PROVIDED RECORDS START

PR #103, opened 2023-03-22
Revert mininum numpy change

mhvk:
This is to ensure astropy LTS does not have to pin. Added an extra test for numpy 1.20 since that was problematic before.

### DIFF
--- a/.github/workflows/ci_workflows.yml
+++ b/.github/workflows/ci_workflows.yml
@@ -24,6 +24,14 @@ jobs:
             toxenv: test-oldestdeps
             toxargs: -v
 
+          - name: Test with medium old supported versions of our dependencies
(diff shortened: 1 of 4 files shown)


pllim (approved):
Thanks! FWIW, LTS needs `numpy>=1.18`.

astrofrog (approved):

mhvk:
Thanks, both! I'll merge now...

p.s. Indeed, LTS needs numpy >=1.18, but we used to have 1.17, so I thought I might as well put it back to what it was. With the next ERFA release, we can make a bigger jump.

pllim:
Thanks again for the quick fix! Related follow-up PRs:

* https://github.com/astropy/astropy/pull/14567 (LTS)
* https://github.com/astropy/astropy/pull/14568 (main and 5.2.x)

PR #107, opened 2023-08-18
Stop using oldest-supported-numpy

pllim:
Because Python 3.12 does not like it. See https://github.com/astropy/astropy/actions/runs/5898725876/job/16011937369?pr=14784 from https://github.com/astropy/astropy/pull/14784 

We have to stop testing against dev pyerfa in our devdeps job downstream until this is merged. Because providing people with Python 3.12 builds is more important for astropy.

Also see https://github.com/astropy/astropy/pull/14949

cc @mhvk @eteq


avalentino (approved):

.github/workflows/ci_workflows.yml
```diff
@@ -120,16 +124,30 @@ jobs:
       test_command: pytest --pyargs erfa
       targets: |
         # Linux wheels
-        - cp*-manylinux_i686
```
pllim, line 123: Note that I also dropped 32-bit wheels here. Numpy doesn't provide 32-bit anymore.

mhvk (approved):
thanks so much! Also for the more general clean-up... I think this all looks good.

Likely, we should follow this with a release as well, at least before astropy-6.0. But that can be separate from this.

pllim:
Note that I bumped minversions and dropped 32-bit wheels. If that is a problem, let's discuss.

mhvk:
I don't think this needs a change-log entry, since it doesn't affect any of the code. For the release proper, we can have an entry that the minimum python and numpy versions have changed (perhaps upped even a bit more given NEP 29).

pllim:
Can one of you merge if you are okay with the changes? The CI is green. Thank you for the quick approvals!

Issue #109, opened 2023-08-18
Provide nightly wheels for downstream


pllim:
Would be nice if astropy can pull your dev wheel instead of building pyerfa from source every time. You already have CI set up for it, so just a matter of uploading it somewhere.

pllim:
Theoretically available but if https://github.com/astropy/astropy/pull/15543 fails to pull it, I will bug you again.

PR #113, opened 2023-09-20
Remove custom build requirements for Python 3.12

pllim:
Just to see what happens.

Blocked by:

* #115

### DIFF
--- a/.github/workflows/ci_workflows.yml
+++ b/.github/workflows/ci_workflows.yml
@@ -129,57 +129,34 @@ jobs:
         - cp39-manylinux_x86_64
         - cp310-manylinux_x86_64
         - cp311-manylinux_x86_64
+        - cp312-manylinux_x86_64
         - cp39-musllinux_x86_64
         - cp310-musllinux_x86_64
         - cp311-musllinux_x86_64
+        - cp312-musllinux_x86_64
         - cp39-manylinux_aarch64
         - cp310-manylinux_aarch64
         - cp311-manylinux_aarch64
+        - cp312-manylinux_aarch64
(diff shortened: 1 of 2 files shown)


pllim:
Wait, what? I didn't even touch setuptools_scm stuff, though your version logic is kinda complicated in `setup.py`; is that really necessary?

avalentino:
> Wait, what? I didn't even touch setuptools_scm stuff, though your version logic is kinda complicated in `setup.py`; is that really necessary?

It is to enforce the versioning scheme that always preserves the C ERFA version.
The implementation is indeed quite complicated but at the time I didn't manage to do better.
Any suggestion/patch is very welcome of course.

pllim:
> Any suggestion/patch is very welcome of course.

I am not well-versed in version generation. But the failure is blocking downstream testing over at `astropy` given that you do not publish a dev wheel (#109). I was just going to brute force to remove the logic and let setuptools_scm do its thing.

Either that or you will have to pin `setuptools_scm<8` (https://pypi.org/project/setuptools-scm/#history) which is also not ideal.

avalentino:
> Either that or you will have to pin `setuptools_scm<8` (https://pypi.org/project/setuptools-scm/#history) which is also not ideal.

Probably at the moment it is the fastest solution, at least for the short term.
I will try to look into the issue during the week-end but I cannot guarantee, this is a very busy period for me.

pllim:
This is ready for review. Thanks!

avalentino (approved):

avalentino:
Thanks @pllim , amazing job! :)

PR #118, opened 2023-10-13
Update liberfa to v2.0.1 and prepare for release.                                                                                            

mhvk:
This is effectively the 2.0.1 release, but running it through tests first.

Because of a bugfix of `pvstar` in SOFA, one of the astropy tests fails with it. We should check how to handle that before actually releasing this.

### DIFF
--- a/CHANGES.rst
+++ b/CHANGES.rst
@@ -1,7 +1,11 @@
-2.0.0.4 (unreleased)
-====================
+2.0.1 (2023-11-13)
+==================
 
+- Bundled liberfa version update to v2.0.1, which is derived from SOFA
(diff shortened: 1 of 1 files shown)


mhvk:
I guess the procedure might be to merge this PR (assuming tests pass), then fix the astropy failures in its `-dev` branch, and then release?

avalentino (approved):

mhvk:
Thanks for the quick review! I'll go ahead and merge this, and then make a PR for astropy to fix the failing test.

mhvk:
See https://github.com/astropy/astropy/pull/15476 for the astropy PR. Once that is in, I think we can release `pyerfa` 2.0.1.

PROVIDED RECORDS END

◆ TASK TO CARRY OUT ◆
Each line above that holds the string "files" should be copied and shown.

◆ ANSWER SPACE ◆
(diff shortened: 1 of 4 files shown)
(diff shortened: 1 of 2 files shown)
(diff shortened: 1 of 1 files shown)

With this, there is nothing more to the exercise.